#### DATA FOR THIS TASK
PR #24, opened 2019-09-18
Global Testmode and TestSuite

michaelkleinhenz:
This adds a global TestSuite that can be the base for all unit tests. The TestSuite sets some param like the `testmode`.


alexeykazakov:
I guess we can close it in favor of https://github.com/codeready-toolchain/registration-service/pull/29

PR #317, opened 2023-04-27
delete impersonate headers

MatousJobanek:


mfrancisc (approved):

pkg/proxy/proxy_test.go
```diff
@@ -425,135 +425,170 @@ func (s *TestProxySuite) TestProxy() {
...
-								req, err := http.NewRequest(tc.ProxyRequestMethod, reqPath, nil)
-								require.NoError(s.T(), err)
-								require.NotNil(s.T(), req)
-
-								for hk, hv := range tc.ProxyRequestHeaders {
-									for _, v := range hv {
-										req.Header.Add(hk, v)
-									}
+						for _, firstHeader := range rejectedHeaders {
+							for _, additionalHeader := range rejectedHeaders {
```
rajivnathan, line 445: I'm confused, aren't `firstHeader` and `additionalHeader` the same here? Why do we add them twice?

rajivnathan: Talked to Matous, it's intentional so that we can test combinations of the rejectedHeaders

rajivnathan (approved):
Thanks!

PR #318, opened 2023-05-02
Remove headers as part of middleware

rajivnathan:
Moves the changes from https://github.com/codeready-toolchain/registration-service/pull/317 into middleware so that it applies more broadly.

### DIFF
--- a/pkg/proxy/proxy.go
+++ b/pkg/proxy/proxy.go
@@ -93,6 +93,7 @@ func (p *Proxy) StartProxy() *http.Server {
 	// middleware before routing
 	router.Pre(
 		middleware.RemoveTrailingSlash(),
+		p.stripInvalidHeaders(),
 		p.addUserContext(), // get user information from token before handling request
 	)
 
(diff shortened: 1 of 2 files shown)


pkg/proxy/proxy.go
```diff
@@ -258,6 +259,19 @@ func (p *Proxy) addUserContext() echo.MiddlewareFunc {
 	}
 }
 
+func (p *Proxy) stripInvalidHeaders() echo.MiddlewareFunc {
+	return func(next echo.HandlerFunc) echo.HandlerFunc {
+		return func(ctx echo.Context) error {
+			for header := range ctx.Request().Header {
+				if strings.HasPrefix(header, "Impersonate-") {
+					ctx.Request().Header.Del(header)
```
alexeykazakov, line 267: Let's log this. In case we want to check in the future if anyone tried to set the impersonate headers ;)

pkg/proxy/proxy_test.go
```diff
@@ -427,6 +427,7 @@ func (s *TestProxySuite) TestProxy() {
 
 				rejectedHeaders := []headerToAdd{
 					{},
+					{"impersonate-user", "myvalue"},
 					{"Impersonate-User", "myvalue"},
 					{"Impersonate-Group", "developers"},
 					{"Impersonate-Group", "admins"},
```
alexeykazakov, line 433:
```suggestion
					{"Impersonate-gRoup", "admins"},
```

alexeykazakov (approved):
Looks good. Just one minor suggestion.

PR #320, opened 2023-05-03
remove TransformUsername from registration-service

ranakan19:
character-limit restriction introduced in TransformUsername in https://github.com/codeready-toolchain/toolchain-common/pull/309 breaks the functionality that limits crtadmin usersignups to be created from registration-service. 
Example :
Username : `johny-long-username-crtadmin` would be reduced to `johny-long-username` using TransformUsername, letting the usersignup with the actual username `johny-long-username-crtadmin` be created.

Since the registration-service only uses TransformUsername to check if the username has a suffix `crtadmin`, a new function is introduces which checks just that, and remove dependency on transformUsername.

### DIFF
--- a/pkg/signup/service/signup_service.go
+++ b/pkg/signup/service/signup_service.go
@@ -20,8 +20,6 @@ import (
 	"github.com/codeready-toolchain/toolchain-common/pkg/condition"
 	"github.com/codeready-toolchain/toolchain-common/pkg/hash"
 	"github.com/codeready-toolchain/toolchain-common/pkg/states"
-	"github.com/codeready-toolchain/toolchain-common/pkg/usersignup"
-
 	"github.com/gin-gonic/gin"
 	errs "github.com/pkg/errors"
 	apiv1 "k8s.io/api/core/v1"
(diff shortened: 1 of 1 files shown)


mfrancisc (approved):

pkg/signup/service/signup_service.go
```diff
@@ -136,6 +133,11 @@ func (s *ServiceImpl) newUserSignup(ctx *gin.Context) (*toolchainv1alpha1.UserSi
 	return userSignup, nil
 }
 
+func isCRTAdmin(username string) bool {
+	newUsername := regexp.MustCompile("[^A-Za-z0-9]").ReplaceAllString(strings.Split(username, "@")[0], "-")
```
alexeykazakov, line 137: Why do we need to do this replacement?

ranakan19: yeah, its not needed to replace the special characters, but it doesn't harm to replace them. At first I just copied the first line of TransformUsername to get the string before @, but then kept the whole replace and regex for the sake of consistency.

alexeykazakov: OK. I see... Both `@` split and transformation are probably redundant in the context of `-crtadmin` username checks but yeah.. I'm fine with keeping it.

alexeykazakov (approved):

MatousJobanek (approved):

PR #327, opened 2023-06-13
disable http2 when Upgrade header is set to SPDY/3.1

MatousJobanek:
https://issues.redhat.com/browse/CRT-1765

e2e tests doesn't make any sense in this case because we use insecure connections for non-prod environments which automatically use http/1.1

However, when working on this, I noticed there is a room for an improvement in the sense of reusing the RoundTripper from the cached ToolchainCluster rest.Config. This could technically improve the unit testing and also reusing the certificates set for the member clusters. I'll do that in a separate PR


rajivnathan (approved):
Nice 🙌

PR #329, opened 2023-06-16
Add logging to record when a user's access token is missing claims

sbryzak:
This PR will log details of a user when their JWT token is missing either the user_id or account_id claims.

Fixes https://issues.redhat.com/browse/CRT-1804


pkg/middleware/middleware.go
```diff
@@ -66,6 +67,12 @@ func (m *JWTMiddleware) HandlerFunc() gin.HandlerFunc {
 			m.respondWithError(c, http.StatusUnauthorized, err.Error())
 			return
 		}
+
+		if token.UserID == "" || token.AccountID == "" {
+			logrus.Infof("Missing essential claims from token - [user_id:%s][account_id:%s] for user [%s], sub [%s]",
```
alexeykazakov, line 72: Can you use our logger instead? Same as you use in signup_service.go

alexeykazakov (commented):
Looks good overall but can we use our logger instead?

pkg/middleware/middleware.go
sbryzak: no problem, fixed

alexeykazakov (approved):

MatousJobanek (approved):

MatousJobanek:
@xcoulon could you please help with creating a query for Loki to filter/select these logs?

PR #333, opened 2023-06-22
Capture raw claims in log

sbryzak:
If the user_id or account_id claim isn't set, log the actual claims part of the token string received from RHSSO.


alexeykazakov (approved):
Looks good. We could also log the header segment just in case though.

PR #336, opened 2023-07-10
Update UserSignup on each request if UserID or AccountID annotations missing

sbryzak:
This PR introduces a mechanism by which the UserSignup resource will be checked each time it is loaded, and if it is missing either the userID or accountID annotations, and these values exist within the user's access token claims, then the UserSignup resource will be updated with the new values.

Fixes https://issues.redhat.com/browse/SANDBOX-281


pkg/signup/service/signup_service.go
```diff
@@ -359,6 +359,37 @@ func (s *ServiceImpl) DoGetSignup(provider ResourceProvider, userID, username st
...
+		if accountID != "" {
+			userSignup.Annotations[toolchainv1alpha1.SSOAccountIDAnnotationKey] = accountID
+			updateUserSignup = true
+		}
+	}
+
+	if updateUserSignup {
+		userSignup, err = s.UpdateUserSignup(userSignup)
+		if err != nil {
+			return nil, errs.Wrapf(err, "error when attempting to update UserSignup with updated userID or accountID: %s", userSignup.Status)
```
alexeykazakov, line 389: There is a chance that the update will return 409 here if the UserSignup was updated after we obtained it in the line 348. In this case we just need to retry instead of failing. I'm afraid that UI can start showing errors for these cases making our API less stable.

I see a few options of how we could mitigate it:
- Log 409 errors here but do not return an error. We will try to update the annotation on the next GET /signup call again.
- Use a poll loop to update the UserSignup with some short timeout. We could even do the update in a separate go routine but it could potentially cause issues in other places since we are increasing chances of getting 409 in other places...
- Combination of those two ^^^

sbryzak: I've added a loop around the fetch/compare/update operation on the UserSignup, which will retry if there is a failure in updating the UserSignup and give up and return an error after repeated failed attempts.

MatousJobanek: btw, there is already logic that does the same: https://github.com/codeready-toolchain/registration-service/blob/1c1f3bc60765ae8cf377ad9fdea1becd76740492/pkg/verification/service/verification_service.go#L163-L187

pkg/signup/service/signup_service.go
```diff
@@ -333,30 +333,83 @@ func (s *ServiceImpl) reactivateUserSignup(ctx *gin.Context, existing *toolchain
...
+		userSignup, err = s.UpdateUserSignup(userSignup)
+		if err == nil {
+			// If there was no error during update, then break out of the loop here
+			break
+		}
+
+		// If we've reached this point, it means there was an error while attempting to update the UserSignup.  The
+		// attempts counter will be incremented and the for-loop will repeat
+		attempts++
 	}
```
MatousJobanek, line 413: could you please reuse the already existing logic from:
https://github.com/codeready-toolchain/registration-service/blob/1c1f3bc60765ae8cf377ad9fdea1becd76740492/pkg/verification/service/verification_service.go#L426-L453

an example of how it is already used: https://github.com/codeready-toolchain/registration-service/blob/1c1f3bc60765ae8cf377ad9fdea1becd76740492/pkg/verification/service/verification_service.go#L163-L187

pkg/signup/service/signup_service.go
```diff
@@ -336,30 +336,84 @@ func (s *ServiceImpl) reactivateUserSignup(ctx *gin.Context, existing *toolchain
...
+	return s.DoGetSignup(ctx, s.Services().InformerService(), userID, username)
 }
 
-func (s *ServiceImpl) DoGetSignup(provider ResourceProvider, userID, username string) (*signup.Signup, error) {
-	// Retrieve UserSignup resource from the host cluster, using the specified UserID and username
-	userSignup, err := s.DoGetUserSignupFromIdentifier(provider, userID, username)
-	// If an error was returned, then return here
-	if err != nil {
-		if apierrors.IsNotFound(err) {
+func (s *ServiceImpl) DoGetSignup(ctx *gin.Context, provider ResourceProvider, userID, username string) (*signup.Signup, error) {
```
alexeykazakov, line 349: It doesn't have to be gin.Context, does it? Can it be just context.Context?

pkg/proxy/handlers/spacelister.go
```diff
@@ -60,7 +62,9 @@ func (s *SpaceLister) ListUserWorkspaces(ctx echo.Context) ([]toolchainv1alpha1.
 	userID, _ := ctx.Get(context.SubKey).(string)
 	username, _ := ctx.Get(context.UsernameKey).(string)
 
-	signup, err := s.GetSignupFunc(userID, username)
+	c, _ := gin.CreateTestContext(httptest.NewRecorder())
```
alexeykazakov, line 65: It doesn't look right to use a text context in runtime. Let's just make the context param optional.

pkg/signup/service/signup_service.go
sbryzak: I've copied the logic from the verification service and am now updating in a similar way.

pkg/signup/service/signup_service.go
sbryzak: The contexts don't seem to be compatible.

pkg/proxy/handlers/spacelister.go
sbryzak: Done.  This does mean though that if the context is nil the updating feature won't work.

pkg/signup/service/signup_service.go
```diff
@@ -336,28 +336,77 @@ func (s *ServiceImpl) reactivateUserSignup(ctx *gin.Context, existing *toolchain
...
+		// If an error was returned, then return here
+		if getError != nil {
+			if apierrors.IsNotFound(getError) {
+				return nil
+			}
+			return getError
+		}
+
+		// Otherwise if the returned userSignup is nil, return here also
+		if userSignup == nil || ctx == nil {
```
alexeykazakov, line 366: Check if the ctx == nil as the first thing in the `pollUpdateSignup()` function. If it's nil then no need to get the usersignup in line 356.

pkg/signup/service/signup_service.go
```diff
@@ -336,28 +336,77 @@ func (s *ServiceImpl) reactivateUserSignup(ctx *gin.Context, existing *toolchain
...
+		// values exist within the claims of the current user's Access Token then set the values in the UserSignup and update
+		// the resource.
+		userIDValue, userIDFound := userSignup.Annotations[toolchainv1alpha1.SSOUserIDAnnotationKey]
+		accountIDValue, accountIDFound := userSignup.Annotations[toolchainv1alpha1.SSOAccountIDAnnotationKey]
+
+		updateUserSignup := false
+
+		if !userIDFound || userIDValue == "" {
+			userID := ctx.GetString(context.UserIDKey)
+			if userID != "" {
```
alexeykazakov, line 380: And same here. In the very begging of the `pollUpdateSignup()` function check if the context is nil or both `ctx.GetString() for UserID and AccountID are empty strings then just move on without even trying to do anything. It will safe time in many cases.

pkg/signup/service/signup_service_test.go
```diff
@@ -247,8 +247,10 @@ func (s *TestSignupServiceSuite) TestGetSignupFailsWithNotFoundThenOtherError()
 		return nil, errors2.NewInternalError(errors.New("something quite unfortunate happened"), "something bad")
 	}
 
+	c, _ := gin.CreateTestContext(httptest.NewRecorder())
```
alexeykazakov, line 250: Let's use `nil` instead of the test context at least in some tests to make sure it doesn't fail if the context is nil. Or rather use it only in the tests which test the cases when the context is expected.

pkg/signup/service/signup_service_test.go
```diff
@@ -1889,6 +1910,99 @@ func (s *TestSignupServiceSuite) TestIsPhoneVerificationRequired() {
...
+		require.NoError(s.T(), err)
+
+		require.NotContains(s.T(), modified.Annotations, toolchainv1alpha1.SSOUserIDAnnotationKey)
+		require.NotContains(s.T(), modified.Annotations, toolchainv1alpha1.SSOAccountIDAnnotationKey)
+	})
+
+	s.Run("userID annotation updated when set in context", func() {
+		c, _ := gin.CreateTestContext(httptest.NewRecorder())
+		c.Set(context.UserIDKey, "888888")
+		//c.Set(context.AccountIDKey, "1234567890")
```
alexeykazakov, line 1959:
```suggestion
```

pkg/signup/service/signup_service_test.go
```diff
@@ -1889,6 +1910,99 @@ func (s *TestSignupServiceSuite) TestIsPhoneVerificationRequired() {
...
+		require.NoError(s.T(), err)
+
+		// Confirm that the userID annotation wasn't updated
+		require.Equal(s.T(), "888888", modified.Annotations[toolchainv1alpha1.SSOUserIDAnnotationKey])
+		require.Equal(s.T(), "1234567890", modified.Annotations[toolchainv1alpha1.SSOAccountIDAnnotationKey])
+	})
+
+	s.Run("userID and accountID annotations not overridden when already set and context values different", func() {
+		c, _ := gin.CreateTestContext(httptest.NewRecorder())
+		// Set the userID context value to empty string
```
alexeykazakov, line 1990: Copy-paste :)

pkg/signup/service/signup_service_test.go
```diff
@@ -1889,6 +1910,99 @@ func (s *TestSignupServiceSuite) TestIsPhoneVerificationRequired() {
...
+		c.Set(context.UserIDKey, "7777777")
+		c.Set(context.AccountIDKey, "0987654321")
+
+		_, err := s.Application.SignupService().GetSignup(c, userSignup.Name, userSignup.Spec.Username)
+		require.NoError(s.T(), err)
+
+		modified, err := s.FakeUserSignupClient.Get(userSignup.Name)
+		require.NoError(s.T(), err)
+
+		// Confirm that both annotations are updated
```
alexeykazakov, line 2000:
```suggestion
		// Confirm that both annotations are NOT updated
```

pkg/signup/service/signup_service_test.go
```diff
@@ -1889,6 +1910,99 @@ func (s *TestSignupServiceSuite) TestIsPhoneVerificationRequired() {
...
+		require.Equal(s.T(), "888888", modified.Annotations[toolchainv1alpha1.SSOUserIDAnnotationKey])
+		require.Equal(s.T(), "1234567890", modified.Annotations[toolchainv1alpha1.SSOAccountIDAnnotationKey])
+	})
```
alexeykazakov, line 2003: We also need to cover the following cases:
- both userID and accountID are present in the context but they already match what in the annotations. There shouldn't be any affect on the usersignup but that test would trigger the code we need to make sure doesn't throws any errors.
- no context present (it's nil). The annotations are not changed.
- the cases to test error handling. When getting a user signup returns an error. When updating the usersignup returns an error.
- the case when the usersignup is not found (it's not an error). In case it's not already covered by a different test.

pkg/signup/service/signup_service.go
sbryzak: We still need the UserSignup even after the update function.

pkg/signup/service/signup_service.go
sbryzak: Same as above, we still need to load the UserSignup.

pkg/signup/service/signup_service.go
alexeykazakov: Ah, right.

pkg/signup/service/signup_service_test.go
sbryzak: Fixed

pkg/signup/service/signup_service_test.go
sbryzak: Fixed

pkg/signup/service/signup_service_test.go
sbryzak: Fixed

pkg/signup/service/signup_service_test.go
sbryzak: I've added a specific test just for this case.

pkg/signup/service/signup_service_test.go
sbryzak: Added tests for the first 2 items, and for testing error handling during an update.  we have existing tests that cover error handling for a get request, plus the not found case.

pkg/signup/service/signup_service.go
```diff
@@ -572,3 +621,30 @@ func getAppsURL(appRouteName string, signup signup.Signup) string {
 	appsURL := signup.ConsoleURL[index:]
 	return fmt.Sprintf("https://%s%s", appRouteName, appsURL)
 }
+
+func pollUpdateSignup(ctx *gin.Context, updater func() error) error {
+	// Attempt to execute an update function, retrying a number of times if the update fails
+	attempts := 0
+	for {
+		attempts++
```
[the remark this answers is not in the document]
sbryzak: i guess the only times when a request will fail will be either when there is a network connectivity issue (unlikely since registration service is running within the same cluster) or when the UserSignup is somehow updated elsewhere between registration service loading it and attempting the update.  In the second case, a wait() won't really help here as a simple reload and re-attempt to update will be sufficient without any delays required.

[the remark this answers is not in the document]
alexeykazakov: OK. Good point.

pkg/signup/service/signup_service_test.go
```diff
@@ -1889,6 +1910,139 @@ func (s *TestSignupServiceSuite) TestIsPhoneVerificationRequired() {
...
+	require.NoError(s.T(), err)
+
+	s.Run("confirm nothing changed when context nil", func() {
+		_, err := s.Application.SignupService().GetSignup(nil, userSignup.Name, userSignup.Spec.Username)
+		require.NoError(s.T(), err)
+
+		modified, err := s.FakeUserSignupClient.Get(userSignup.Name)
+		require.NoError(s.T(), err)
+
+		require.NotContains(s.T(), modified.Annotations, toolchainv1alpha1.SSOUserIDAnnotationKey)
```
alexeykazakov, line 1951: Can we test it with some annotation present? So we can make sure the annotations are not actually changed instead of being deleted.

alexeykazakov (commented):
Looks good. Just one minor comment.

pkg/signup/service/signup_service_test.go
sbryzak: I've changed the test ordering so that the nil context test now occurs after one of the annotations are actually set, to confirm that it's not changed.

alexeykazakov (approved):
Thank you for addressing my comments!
########
## WHAT THE EXERCISE ASKS
Copy, from the material above, each line in which the string "cases" occurs.

## THE ANSWER
alexeykazakov, line 389: There is a chance that the update will return 409 here if the UserSignup was updated after we obtained it in the line 348. In this case we just need to retry instead of failing. I'm afraid that UI can start showing errors for these cases making our API less stable.
alexeykazakov, line 380: And same here. In the very begging of the `pollUpdateSignup()` function check if the context is nil or both `ctx.GetString() for UserID and AccountID are empty strings then just move on without even trying to do anything. It will safe time in many cases.
alexeykazakov, line 250: Let's use `nil` instead of the test context at least in some tests to make sure it doesn't fail if the context is nil. Or rather use it only in the tests which test the cases when the context is expected.
alexeykazakov, line 2003: We also need to cover the following cases:
- the cases to test error handling. When getting a user signup returns an error. When updating the usersignup returns an error.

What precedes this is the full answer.